-------- SUPPLIED DATA

PR #1121, opened 2024-07-06
Update PlatformIO.md serialUPDI instructions

Elon61:
Added a bit more information in regards to using SerialUPDI in PlatformIO since i struggled a little getting it to work. 

The custom method was inspired by [Henry Cheung](https://www.e-tinkers.com/2023/03/make-megatinycore-work-for-platformio/)'s blog post, and allows you to use this core's uploader with very little hassle, but i would suggest simply using the `serialupdi` upload protocol which worked well enough for my purposes.


SpenceKonde:
Thanks

PR #1134, opened 2024-08-07
Fix pin assignment to use TUNING_PIN define

mgrosvenor:
Currently the `TUNING_PIN` pin define is unused, and the `pulseIn()` function uses a hard coded value,


SpenceKonde:
oops

SpenceKonde:
oops again on the errant commit referencing this. Was supposed to be #1143.

PR #1164, opened 2024-11-05
Fix hang in Serial.flush()

jvasileff:
_state will be 0x2 for half-duplex mode, so we need to be careful with operator precedence to test only the low bit. Without this change, Serial.flush() hangs when half-duplex is enabled and no data has yet been sent.


SpenceKonde:
That's not the only time It would break. Jeez. I know better than that! I'm disappointed with me.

----------------

When a line in the material above includes the word "work", copy that line.

Added a bit more information in regards to using SerialUPDI in PlatformIO since i struggled a little getting it to work. 
The custom method was inspired by [Henry Cheung](https://www.e-tinkers.com/2023/03/make-megatinycore-work-for-platformio/)'s blog post, and allows you to use this core's uploader with very little hassle, but i would suggest simply using the `serialupdi` upload protocol which worked well enough for my purposes.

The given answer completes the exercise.